Una de las profesiones más nobles es la del educador, la dedicación con que se realiza sólo puede ser comparada con la del médico y la responsabilidad que sobre el docente cae es la de un padre de familia, moral y jurídicamente, principalmente cuando es la infancia el recipiente de sus enseñanzas.

La función social del educador es invaluable y esto lo demuestran con especial valor las madres comunitarias en los hogares del Instituto Colombiano de Bienestar Familiar, toda una institución en materia de protección a la niñez.

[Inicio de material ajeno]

PR #400, opened 2026-04-11
Saving loading hook state

NaziaHossain066:
### Summary / Description

Adds checkpointing support for stateful hooks in TGM, enabling training to be resumed from mid-epoch interruptions without losing hook state or RNG reproducibility. Demonstrates end-to-end checkpoint save/resume in `examples/linkproppred/tgat.py`.

**Changes:**
- Added `state_dict()` / `load_state_dict()` to `DGHook`, `StatelessHook`, `StatefulHook`, `RecencyNeighborHook`, `EdgeEventsSeenNodesTrackHook`, `NodeAnalyticsHook`, and `HookManager` (with `id()`-based deduplication for shared hooks)
- Added `skip_batches` to `DGDataLoader` to skip already-processed batches on resume without running hooks on them
- Overrode `_get_iterator` in `DGDataLoader` to neutralize PyTorch's internal RNG consumption, ensuring resumed runs are bit-exact
- Updated `examples/linkproppred/tgat.py` with `save_checkpoint`, `load_checkpoint`, and `--resume` / `--checkpoint-dir` args
- Added 9 unit tests in `test/unit/test_hooks/test_state_hook.py`
**Related Issues:** # (395)

#### Type of Change

- [ ] Bug fix
- [x] New feature
- [ ] Breaking Change
- [ ] Refactoring
- [ ] Documentation update

#### Test Evidence

- [x] Unit tests
- [ ] Integration tests
- [ ] Performance tests

Should checkpointing be extended to other example files beyond `tgat.py`

### DIFF
--- a/.gitignore
+++ b/.gitignore
@@ -17,7 +17,7 @@ ipython_config.py
 
 # Remove previous ipynb_checkpoints
 #   git rm -r .ipynb_checkpoints/
-
+outputs/
 ### Python ###
 # Byte-compiled / optimized / DLL files
 __pycache__/
--- a/examples/linkproppred/tgat.py
+++ b/examples/linkproppred/tgat.py
@@ -1,4 +1,6 @@
 import argparse
+import os
+import random
 
 import numpy as np
 import torch
@@ -140,15 +142,19 @@ def train(
     encoder: nn.Module,
     decoder: nn.Module,
     opt: torch.optim.Optimizer,
+    epoch: int,
+    hm: object,
+    nbr_hook: object,
+    start_batch: int = -1,
 ) -> float:
     encoder.train()
     decoder.train()
     total_loss = 0
     static_node_x = loader.dgraph.static_node_x
 
-    for batch in tqdm(loader):
+    for local_idx, batch in enumerate(tqdm(loader)):
+        batch_idx = local_idx + start_batch + 1
         opt.zero_grad()
-
         z = encoder(batch, static_node_x)
         z_src, z_dst, z_neg = torch.chunk(z, 3)
 
@@ -160,6 +166,14 @@ def train(
         loss.backward()
         opt.step()
         total_loss += float(loss)
+
+        print(f'epoch {epoch} batch {batch_idx} loss {float(loss):.6f}')
+        print(
+            f'epoch {epoch} batch {batch_idx} write_pos_sum {nbr_hook._write_pos.sum().item():.0f}'
+        )
+
+        if batch_idx % 100 == 0:
+            save_checkpoint(epoch, batch_idx, encoder, decoder, opt, hm)
     return total_loss
 
 
@@ -235,7 +249,6 @@ hm = RecipeRegistry.build(
 train_key, val_key, test_key = hm.keys
 hm.register_shared(nbr_hook)
 
-train_loader = DGDataLoader(train_dg, args.bsize, hook_manager=hm)
 val_loader = DGDataLoader(val_dg, args.bsize, hook_manager=hm)
 test_loader = DGDataLoader(test_dg, args.bsize, hook_manager=hm)
 
@@ -252,14 +265,80 @@ decoder = LinkPredictor(node_dim=args.embed_dim, hidden_dim=args.embed_dim).to(
     args.device
 )
 opt = torch.optim.Adam(
-    set(encoder.parameters()) | set(decoder.parameters()), lr=float(args.lr)
+    list(encoder.parameters()) + list(decoder.parameters()), lr=float(args.lr)
 )
 
 best_val = 0.0
 
-for epoch in range(1, args.epochs + 1):
+
+def save_checkpoint(epoch, batch_idx, encoder, decoder, opt, hm):
+    os.makedirs('outputs/checkpoints', exist_ok=True)
+    path = f'outputs/checkpoints/ckpt_e{epoch}_b{batch_idx}.pt'
+    torch.save(
+        {
+            'epoch': epoch,
+            'batch_idx': batch_idx,
+            'encoder': encoder.state_dict(),
+            'decoder': decoder.state_dict(),
+            'opt': opt.state_dict(),
+            'hm': hm.state_dict(),
+            'rng_torch': torch.get_rng_state(),
+            'rng_numpy': np.random.get_state(),
+            'rng_python': random.getstate(),
+        },
+        path,
+    )
+
+
+def load_checkpoint(path, encoder, decoder, opt, hm):
+    ckpt = torch.load(path, weights_only=False)
+    encoder.load_state_dict(ckpt['encoder'])
+    decoder.load_state_dict(ckpt['decoder'])
+    try:
+        opt.load_state_dict(ckpt['opt'])
+    except (ValueError, RuntimeError) as e:
+        print(
+            f'Warning: skipping optimizer state (shape mismatch — delete outputs/checkpoints/ and rerun): {e}'
+        )
+    hm.load_state_dict(ckpt['hm'])
+    torch.set_rng_state(ckpt['rng_torch'])
+    np.random.set_state(ckpt['rng_numpy'])
+    return ckpt['epoch'], ckpt['batch_idx']
+
+
+def find_latest_checkpoint(directory):
+    if not os.path.isdir(directory):
+        return None
+    pts = [
+        os.path.join(directory, f) for f in os.listdir(directory) if f.endswith('.pt')
+    ]
+    if not pts:
+        return None
+    return max(pts, key=os.path.getmtime)
+
+
+start_epoch = 1
+start_batch = -1
+ckpt_path = find_latest_checkpoint('outputs/checkpoints')
+if ckpt_path is not None:
+    start_epoch, start_batch = load_checkpoint(ckpt_path, encoder, decoder, opt, hm)
+
+for epoch in range(start_epoch, args.epochs + 1):
+    skip = (start_batch + 1) if epoch == start_epoch else 0
+    train_loader = DGDataLoader(
+        train_dg, args.bsize, hook_manager=hm, skip_batches=skip
+    )
     with hm.activate(train_key):
-        loss = train(train_loader, encoder, decoder, opt)
+        loss = train(
+            train_loader,
+            encoder,
+            decoder,
+            opt,
+            epoch,
+            hm,
+            nbr_hook,
+            start_batch if epoch == start_epoch else -1,
+        )
 
     with hm.activate(val_key):
         val_mrr = eval(val_loader, encoder, decoder, evaluator)
--- a/examples/linkproppred/tgat.py
+++ b/examples/linkproppred/tgat.py
@@ -52,6 +52,18 @@ parser.add_argument(
 parser.add_argument(
     '--log-file-path', type=str, default=None, help='Optional path to write logs'
 )
+parser.add_argument(
+    '--checkpoint-dir',
+    type=str,
+    default='outputs/checkpoints',
+    help='Directory to save checkpoints',
+)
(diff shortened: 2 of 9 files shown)


examples/linkproppred/tgat.py
```diff
@@ -140,15 +154,19 @@ def train(
     encoder: nn.Module,
     decoder: nn.Module,
     opt: torch.optim.Optimizer,
+    epoch: int,
+    hm: object,
```
ntgbaoo, line 158:
```suggestion
    hm: HookManager,
```

examples/linkproppred/tgat.py
```diff
@@ -140,15 +154,19 @@ def train(
...
+    nbr_hook: object,
```
ntgbaoo, line 159:
```suggestion
    nbr_hook: StatefulHook,
```

examples/linkproppred/tgat.py
```diff
@@ -160,6 +178,13 @@ def train(
         loss.backward()
         opt.step()
         total_loss += float(loss)
+
+        print(
+            f'epoch {epoch} batch {batch_idx} loss {float(loss):.6f} write_pos_sum {nbr_hook._write_pos.sum().item():.0f}'
+        )
```
ntgbaoo, line 184:
```suggestion
```

examples/linkproppred/tgat.py
```diff
@@ -160,6 +178,13 @@ def train(
...
+
+        if batch_idx % 100 == 0:
```
ntgbaoo, line 186: Would be nice to have a variable called `checkpoint_interval` from the parser instead of hardcoding 100.

I think another flag is needed to indicate whether we want to checkpoint the model as well. Such as `train_checkpoint`, then the condition will have

```python
if batch_idx %  checkpoint_interval == 0 && args.train_checkpoint:
```

examples/linkproppred/tgat.py
```diff
@@ -252,14 +276,87 @@ def eval(
...
 opt = torch.optim.Adam(
-    set(encoder.parameters()) | set(decoder.parameters()), lr=float(args.lr)
+    list(encoder.parameters()) + list(decoder.parameters()), lr=float(args.lr)
 )
 
 best_val = 0.0
 
-for epoch in range(1, args.epochs + 1):
+
+def save_checkpoint(epoch, batch_idx, encoder, decoder, opt, hm):
```
ntgbaoo, line 285: Can we add a type for each input variable for this function? And would be nice to have a comment to describe the purpose of this method as well.

examples/linkproppred/tgat.py
```diff
@@ -252,14 +276,87 @@ def eval(
...
+            'rng_torch': torch.get_rng_state(),
+            'rng_numpy': np.random.get_state(),
+            'rng_python': random.getstate(),
+            'best_val': best_val,
+        },
+        path,
+    )
+
+
+def load_checkpoint(path, encoder, decoder, opt, hm):
```
ntgbaoo, line 305: same for this function. A type for each variable, a function comment is also necessary here

examples/linkproppred/tgat.py
```diff
@@ -252,14 +276,87 @@ def eval(
...
+    list(encoder.parameters()) + list(decoder.parameters()), lr=float(args.lr)
 )
 
 best_val = 0.0
 
-for epoch in range(1, args.epochs + 1):
+
+def save_checkpoint(epoch, batch_idx, encoder, decoder, opt, hm):
+    os.makedirs(args.checkpoint_dir, exist_ok=True)
+    path = os.path.join(args.checkpoint_dir, f'ckpt_e{epoch}_b{batch_idx}.pt')
```
ntgbaoo, line 287:
```suggestion
    path = os.path.join(args.checkpoint_dir, f'ckpt_epoch_{epoch}_batch_{batch_idx}.pt')
```

examples/linkproppred/tgat.py
```diff
@@ -160,6 +178,13 @@ def train(
         loss.backward()
         opt.step()
         total_loss += float(loss)
+
+        print(
+            f'epoch {epoch} batch {batch_idx} loss {float(loss):.6f} write_pos_sum {nbr_hook._write_pos.sum().item():.0f}'
+        )
+
+        if batch_idx % 100 == 0:
+            save_checkpoint(epoch, batch_idx, encoder, decoder, opt, hm)
```
ntgbaoo, line 187: I would prefer a checkpoint after each epoch rather than each batch

What do you think @shenyangHuang @Jacob-Chmura

examples/linkproppred/tgat.py
```diff
@@ -252,14 +276,87 @@ def eval(
...
+
+
+def load_checkpoint(path, encoder, decoder, opt, hm):
+    ckpt = torch.load(path, weights_only=False)
+    encoder.load_state_dict(ckpt['encoder'])
+    decoder.load_state_dict(ckpt['decoder'])
+    try:
+        opt.load_state_dict(ckpt['opt'])
+    except (ValueError, RuntimeError) as e:
+        print(
```
ntgbaoo, line 312:
```suggestion
        logger.warning(
```

examples/linkproppred/tgat.py
ntgbaoo, line 1: I think we should add the logic from `load_checkpoint`, `save_checkpoint` and `find_latest_checkpoint` to `CheckPointHandler` in `tgm/util/` if we want to have checkpointing in other examples as well, to avoid duplicated code

examples/linkproppred/tgat.py
ntgbaoo, line 159:
```suggestion

```

examples/linkproppred/tgat.py
```diff
@@ -252,14 +276,87 @@ def eval(
...
     with hm.activate(train_key):
-        loss = train(train_loader, encoder, decoder, opt)
+        loss = train(
+            train_loader,
+            encoder,
+            decoder,
+            opt,
+            epoch,
+            hm,
+            nbr_hook,
```
ntgbaoo, line 357:
```suggestion
```

tgm/data/loader.py
```diff
@@ -105,6 +105,7 @@ def __init__(
         batch_unit: str = 'r',
         on_empty: Literal['skip', 'raise', None] = 'skip',
         hook_manager: HookManager | None = None,
+        skip_batches: int = 0,
```
ntgbaoo, line 108: Under `class DGDataLoader(_SkippableDataLoaderMixin, torch.utils.data.DataLoader):`
There is a comment section for documentation. Would you mind adding a new variable `skip_batches` to `Args`?

tgm/data/loader.py
```diff
@@ -169,6 +172,25 @@ def __call__(self, slice_start: List[int]) -> DGBatch:
             batch = self._hook_manager.execute_active_hooks(dg, batch)
         return batch
 
+    def _get_iterator(self) -> Any:
+        # PyTorch's _BaseDataLoaderIter.__init__ consumes 2 global RNG samples for
+        # an internal base_seed (used only for worker processes). Save and restore
+        # around iterator creation so the global RNG state is unaffected, making
+        # checkpoint resume produce identical results to an uninterrupted run.
```
ntgbaoo, line 179:
```suggestion
        """PyTorch's _BaseDataLoaderIter.__init__ consumes 2 global RNG samples for
        an internal base_seed (used only for worker processes). Save and restore
        around iterator creation so the global RNG state is unaffected, making
        checkpoint resume produce identical results to an uninterrupted run.
        """
```

examples/linkproppred/tgat.py
```diff
@@ -50,6 +52,18 @@
 parser.add_argument(
     '--log-file-path', type=str, default=None, help='Optional path to write logs'
 )
+parser.add_argument(
+    '--checkpoint-dir',
+    type=str,
+    default='outputs/checkpoints',
```
ntgbaoo, line 58: nit:
```suggestion
    default='artifact/checkpoints',
```

.gitignore
```diff
@@ -17,7 +17,7 @@ ipython_config.py
 
 # Remove previous ipynb_checkpoints
 #   git rm -r .ipynb_checkpoints/
-
+outputs/
```
ntgbaoo, line 20: nit
```suggestion
artifact/
```

tgm/hooks/base.py
```diff
@@ -17,6 +17,10 @@ def __call__(self, dg: DGraph, batch: DGBatch) -> DGBatch: ...
 
     def reset_state(self) -> None: ...
 
+    def state_dict(self) -> dict: ...
```
ntgbaoo, line 20:
```suggestion
    @property
    def state_dict(self) -> dict: ...
```

tgm/hooks/node_analytics.py
```diff
@@ -211,6 +212,30 @@ def _compute_edge_statistics(self, batch: DGBatch) -> Dict[str, float]:
...
+        return {
+            '_first_seen': self._first_seen,
+            '_last_seen': self._last_seen,
+            '_appearances': self._appearances,
+            '_total_timesteps': self._total_timesteps,
+            '_node_timesteps': self._node_timesteps,
+            '_all_neighbors': self._all_neighbors,
+            '_engagement_sum': self._engagement_sum,
+            '_seen_edges': self._seen_edges,
+            '_tracked_mask': self._tracked_mask.cpu().clone(),
```
ntgbaoo, line 225: Do we actually need this?

benjaminnNgo (commented):
Hey @NaziaHossain066 

Thanks for the PR. Great contribution!

Overall, the PR looks pretty good. I left a couple of comments and raised some concerns for us to discuss.

I just approved CI workflows to run for this PR. It is worth checking [codecov](https://github.com/tgm-team/tgm/pull/400#issuecomment-4230281230)and adding some unit tests to cover some lines that are missing tests rn, such as:
- `state_dict` and `load_state_dict` for node analytics and node tracks

examples/linkproppred/tgat.py
NaziaHossain066: From my understanding, stateful hooks are reset at the end of each epoch via `hm.reset_state()`. Therefore, a checkpoint saved at that point would capture an empty state, effectively no different from starting the next epoch fresh.

ntgbaoo: Don't worry about this comment. I thought that I had deleted this comment (but I actually forgot lol). But yeah, you are right

examples/linkproppred/tgat.py
shenyangHuang: yes I agree

examples/linkproppred/tgat.py
shenyangHuang: should we just checkpoint only after each epoch though this also makes sense for larger datasets

examples/linkproppred/tgat.py
```diff
@@ -252,14 +276,87 @@ def eval(
...
+        print(
+            f'Warning: skipping optimizer state (shape mismatch — delete outputs/checkpoints/ and rerun): {e}'
+        )
+    hm.load_state_dict(ckpt['hm'])
+    torch.set_rng_state(ckpt['rng_torch'])
+    np.random.set_state(ckpt['rng_numpy'])
+    return ckpt['epoch'], ckpt['batch_idx'], ckpt.get('best_val', 0.0)
+
+
+def find_latest_checkpoint(directory):
```
shenyangHuang, line 321: this should be a helper function in util as Bao suggested

examples/linkproppred/tgat.py
shenyangHuang: potentially need to make this verbose by default, user should want to know when and where the checkpoint was resumed from

shenyangHuang (changes requested):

En esta oportunidad conoceremos labor de la profesora María Cecilia Felizzola Pinto, del Hogar Niño Jesús, ubicado en el barrio Garupal de Valledupar.

Desde hace 25 años, la profesora María brinda una atención especial para la escolaridad en la infancia temprana desde los dos a los cuatro años; trece menores reciben de lunes a viernes, desde las 8:00 a las 16:00, las primeras instrucciones psicomotrices y psicosociales a través del arte y la integración, y una alimentación completa, consistente en desayuno, almuerzo, cena y dos meriendas.

En su hogar, la profesora María atiende niños provenientes de los barrios Divino Niño, Garupal y La Popa, inscritos a través del ICBF previa valoración de vulnerabilidad y necesidades económicas de su núcleo familiar; de igual manera los protocolos de atención que debe aplicar con rigurosidad, incluyen el diligenciamiento de una bitácora, donde se plasma el estado en que llega cada menor y cómo sale al final del día, su progreso en peso, estatura y logros educativos, así como supervisiones periódicas del personal administrativo de la institución.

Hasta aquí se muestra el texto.